Whispers from the Camino—Day 13
Villafranca Montes de Oca to Orbanejo Riopico 24 km
September 17
Leaving before dawn
If I was trying to develop a strategy to hold onto my house in Portland with my mental musings yesterday, today I went the complete opposite direction. Maybe it was reading the sign that said, “Lose your mind. Find your soul” that pitched my contemplations into a new direction.
I first met Seth on the trail and we walked a few kilometers together. Seth grew up in a Mennonite family and was the grandson of a Mennonite pastor grandfather. The tradition ran deep in his family and he felt very much the product of his family and upbringing. But now as a young adult he had more distance from his childhood. Some people outright reject their childhood experiences and try to get as far as they can away from them. Seth seemed to have a healthy relationship with his family and tradition saying, “I appreciate the tradition of my family, but it just doesn’t work for me personally.”
Rain on the way!
Seth represented so many people I met on the Camino. The Camino has traditionally been a Catholic pilgrimage dating back to 814 C.E. (A.D.) after the apparent discovery of the tomb of the apostle Saint James in Santiago de Compostela. In recent decades, the Camino has seen a dramatic growth of non-Catholic, even non-Christian people, who walk it for either transformational or recreational purposes. On the trail I met just as many people who told me they were working through changes in their lives such as divorces, deaths and retirements as those for whom this was the ultimate religious experience as a devout Catholic.

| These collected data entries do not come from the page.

PR #8241, opened 2025-01-23
Added 2FA logic on login screen

smitty-nieto:
PR : 6310

Added 2FA to Login screen

### DIFF
--- a/src/www/authgui.inc
+++ b/src/www/authgui.inc
@@ -128,6 +128,15 @@ function check_security_http_referer_enforcement()
     return false;
 }
 
+function isMFARequired($config) {
+    global $config;
+    $authMode = $config['system']['webgui']['authmode'] ?? 'Local Database';
+    $authServer = array_filter($config['system']['authserver'] ?? [], function($server) use ($authMode) {
+        return $server['name'] === $authMode && $server['type'] === 'totp';
+    });
+    return !empty($authServer);
+}
+
 function session_auth()
 {
     global $config;
@@ -145,6 +154,8 @@ function session_auth()
         session_set_cookie_params(["SameSite" => "Lax"]);
         session_start();
     }
+
+    $showMFAField = isMFARequired($config);
 
     // Detect protocol change
     if (!isset($_POST['login']) && !empty($_SESSION['Username']) && $_SESSION['protocol'] != $config['system']['webgui']['protocol']) {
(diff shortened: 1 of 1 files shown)


src/www/authgui.inc
```diff
@@ -409,6 +442,22 @@ function display_login_form($Login_Error)
           <label for="passwordfld"><?=gettext("Password:"); ?></label>
           <input id="passwordfld" type="password" name="passwordfld" class="form-control pwd" tabindex="2" />
         </div>
+<?php
+    // Check configuration for authmode and authserver type
```
rajiv, line 446: Instead of repeating this logic here, can you call `isMFARequired()` from above?

smitty-nieto: Absolutely. I have adjusted and pushed up the change.

smitty-nieto:
When can we expect this to merge upstream ? :)

src/www/authgui.inc
```diff
@@ -409,6 +442,16 @@ function display_login_form($Login_Error)
...
           <input id="passwordfld" type="password" name="passwordfld" class="form-control pwd" tabindex="2" />
         </div>
+<?php
+    // Determine if we need to display the MFA code field
+    $showMFAField = isMFARequired($config);
+
+    if ($showMFAField): ?>
+        <div class="form-group">
+            <label for="mfacode"><?= gettext("MFA Code:"); ?></label>
+            <input type="text" class="form-control" name="mfacode" id="mfacode" value="" />
```
0xThiebaut, line 452: Are there cases where MFA wouldn't be a number? Otherwise we might want to improve browser hinting for the auto-completion (e.g., password manager) by adding `inputmode="numeric"`, `autocomplete="one-time-code"` as well as `pattern="\d*"`.

0xThiebaut (changes requested):

danohn:
Any updates on this PR 8 months later? Would love to see this implemented.

fichtner:
As said elsewhere we're against a third field on the same page. The next person doesn't want it for valid reasons and the token is best asked after the password was entered which doesn't fit our local authentication flow. OpenIDC is coming to business 25.10 release as well which means that people are redirected for login anyway.

fichtner:
As mentioned we need a separate page after login to ask for the second factor. This requires reworking the login sequence and that's not on the projects agenda for the foreseeable future.


Cheers,
Franco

I don’t know exactly what shifted my musing from strategies to create that feeling of home to simply acting on my internal loves and passions. Maybe it was the “mind/soul” quote reminder or Saint Preux’s reminder that maybe I was asking the wrong question. Maybe the honesty and authenticity of Seth put me in touch with my own authenticity. Whatever it was I found myself throwing off all financial concerns while I imagined what a life would be like if I simply followed my own pure passion.

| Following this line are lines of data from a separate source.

PR #8275, opened 2025-02-02
opnsense: Add support for forward-first when configuring forwarders

planetf1:
Description:

- Adds support for 'forward-first' configuration for unbound forwarders (regular & TLS)

Based on/tested on 24.10 (with an in-situ make mount to run master live)

Rationale:

When using TLS, or other, forwarding, if all servers become unavailable, unbound will return SERVFAIL.
By [setting 'forward-first' ](https://unbound.docs.nlnetlabs.nl/en/latest/manpages/unbound.conf.html)unbound will instead fallback to recursive resolution.

In my case I typically use quad9 (9.9.9.9) but very very occasionally they have a glitch and resolution fails. For example this [happened last week](https://www.reddit.com/r/Quad9/comments/1ieb266/problems_in_uk/) in parts of the UK

Implementation:
- Added new checkbox to UI (controller) when setting up a forwarding server. I did try to set the advanced flag, however for DoT the advanced settings never appeared. I therefore removed the advanced option - but if reviewers think this a better choice please advise how to set this?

The Peace Pilgrim came to mind. On January 1, 1953 Mildred Norman gave up her name and became the Peace Pilgrim. A spiritual teacher, mystic, pacifist and vegetarian and peace activist, she spent the next 28 years crossing both the U.S.A. and Canada by foot relying on handouts from strangers while she spread her message of peace.

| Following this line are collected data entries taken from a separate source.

PR #8442, opened 2025-03-15
Suricata: Add support for all available EVE types

0xThiebaut:
Add support for all available Suricata EVE types.

This PR avoids migrations for existing types (e.g., `http`, `tls`, `alert`, `ssh`, ...) and hence does not offer the best UX. A migration will be proposed at a later stage.

### DIFF
--- a/src/opnsense/service/templates/OPNsense/IDS/suricata.yaml
+++ b/src/opnsense/service/templates/OPNsense/IDS/suricata.yaml
@@ -220,34 +220,6 @@ outputs:
             dump-all-headers: {{OPNsense.IDS.general.eveLog.http.dumpAllHeaders}}
 {%          endif %}
 {%       endif %}
-#        - dns:
-            # This configuration uses the new DNS logging format,
-            # the old configuration is still available:
-            # https://docs.suricata.io/en/latest/output/eve/eve-json-output.html#dns-v1-format
-
-            # As of Suricata 5.0, version 2 of the eve dns output
-            # format is the default.
-            #version: 2
-
-            # Enable/disable this logger. Default: enabled.
-            #enabled: yes
-
-            # Control logging of requests and responses:
-            # - requests: enable logging of DNS queries
-            # - responses: enable logging of DNS answers
-            # By default both requests and responses are logged.
-            #requests: no
-            #responses: no
-
-            # Format of answer logging:
-            # - detailed: array item per answer
-            # - grouped: answers aggregated by type
-            # Default: all
-            #formats: [detailed, grouped]
-
-            # DNS record types to log, based on the query type.
-            # Default: all.
-            #types: [a, aaaa, cname, mx, ns, ptr, txt]
 {%      if not helpers.empty('OPNsense.IDS.general.eveLog.tls.enable') %}
         - tls:
             extended: {{ 'no' if helpers.empty('OPNsense.IDS.general.eveLog.tls.extended') else 'yes' }}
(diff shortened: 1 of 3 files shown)


src/opnsense/service/templates/OPNsense/IDS/suricata.yaml
```diff
@@ -230,7 +230,7 @@ outputs:
             #version: 2
 
             # Enable/disable this logger. Default: enabled.
-            #enabled: yes
+            enabled: {{ 'yes' if 'dns' in OPNsense.IDS.general.eveLog.types.enabled else 'no' }}
```
AdSchellevis, line 233: you probably want to store the types before usage as `OPNsense.IDS.general.eveLog.types.enabled` is actually a string, in which case two overlapping options will have side affects (e.g. `'yes' in 'x,b,yesy,k'`)

src/opnsense/service/templates/OPNsense/IDS/suricata.yaml
```diff
@@ -282,43 +285,48 @@ outputs:
...
-        #- dcerpc
-        #- krb5
-        #- bittorrent-dht
-        #- snmp
-        #- rfb
-        #- sip
-        #- quic
-        #- dhcp:
-            #enabled: yes
+        {{ '#' if 'dnp3' not in OPNsense.IDS.general.eveLog.types.enabled else '' }}- dnp3
```
AdSchellevis, line 290: if we only assign valid options in `OPNsense.IDS.general.eveLog.types.enabled` we can iterate over them here:

```
{% for opt in OPNsense.IDS.general.eveLog.types.enabled.split(',') %}
    - {{opt}}
{% endfor %}
```

Use an if statement inside the blob to decorate the option when set.

AdSchellevis (changes requested):

src/opnsense/service/templates/OPNsense/IDS/suricata.yaml
```diff
@@ -282,43 +260,18 @@ outputs:
...
-            #totals: yes       # stats for all threads merged together
-            #threads: no       # per thread stats
-            #deltas: no        # include delta values
-        # bi-directional flows
-        #- flow
-        # uni-directional flows
-        #- netflow
+            extended: yes
+{%          elif opt == 'mqtt' and opt in eveLog_types_extended %}
+            passwords: yes           # enable output of passwords
```
AdSchellevis, line 270: this feels like a possible security concern...

src/opnsense/service/templates/OPNsense/IDS/suricata.yaml
```diff
@@ -942,7 +895,7 @@ app-layer:
       #encryption-handling: default
 
     pgsql:
-      enabled: no
+      enabled: {{ 'yes' if 'pgsql' in eveLog_types_enabled else 'no' }}
```
AdSchellevis, line 898: shouldn't this also move into the loop? I expect it duplicates the item now, or am I mistaken?

src/opnsense/service/templates/OPNsense/IDS/suricata.yaml
```diff
@@ -998,14 +951,14 @@ app-layer:
...
-        body-md5: no
+        body-md5: {{ 'yes' if 'smtp' in eveLog_types_extended else 'no' }}
       # Configure inspected-tracker for file_data keyword
       inspected-tracker:
         content-limit: 100000
         content-inspect-min-size: 32768
         content-inspect-window: 4096
     imap:
-      enabled: detection-only
+      enabled: {{ 'yes' if 'imap' in eveLog_types_enabled else 'detection-only' }}
```
AdSchellevis, line 961: same here

src/opnsense/service/templates/OPNsense/IDS/suricata.yaml
```diff
@@ -1171,7 +1124,7 @@ app-layer:
 
     # DNP3
     dnp3:
-      enabled: no
+      enabled: {{ 'yes' if 'dnp3' in eveLog_types_enabled else 'no' }}
```
AdSchellevis, line 1127: same here

src/opnsense/service/templates/OPNsense/IDS/suricata.yaml
```diff
@@ -1192,7 +1145,7 @@ app-layer:
       enabled: yes
 
     sip:
-      #enabled: yes
+      enabled: {{ 'yes' if 'sip' in eveLog_types_enabled else 'no' }}
```
AdSchellevis, line 1148: same here

AdSchellevis (changes requested):

src/opnsense/service/templates/OPNsense/IDS/suricata.yaml
0xThiebaut: I agree it is a security concern but due to the fact it transits in plaintext over the wire, not due to its logging. A similar already existing risk is the logging of HTTP headers which might contain bearer tokens and/or cookies.

If you nonetheless object to this specific logging, I can remove it from the fields supporting extended logging.

src/opnsense/service/templates/OPNsense/IDS/suricata.yaml
AdSchellevis: @0xThiebaut ok, thanks, I'll need to try this on my end before merging. these yaml files can be sensitive in my experience.

src/opnsense/service/templates/OPNsense/IDS/suricata.yaml
AdSchellevis: @0xThiebaut that's true, let me think about this, adding an extra warning in the help text might be enough and more generic anyway.

src/opnsense/service/templates/OPNsense/IDS/suricata.yaml
0xThiebaut: Thanks, I really appreciate the time and care you're taking for community contributions!

AdSchellevis: @0xThiebaut you're welcome, we can't pull-in everything, but do make an effort when possible.

0xThiebaut:
Closing as stale.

The Camino isn’t serious all the time!
As I walked I imagined a life where I would cycle or walk across America relying on churches and their members to host me and feed me while I promoted the idea of creating a “Camino-like” infrastructure on American soil where people could take advantage of the many historical routes in America for their own personal pilgrimages and stay in churches, many of whom are looking for a new way to serve the community. I would write, I would speak, I would play guitar and write songs. In a word, my life would become my message. No more thinking about strategies where I could create the support for a life. The life would have to come first. The support would have to follow.
I arrived in Orbanejo Riopico. In 24 hours I had swung from one end of the continuum to the other—making myself crazy trying to create a strategy to create the feeling of home to an almost manic commitment to throw off all financial and societal restraints in a “Jesus did it. I can do it” kind of radical commitment.
I called my son back in Portland. It was good to connect with something that was real. Whatever my future held it would need to honor the commitments and life I already had with the inner calling I have to be a creative and innovative force for good in our society.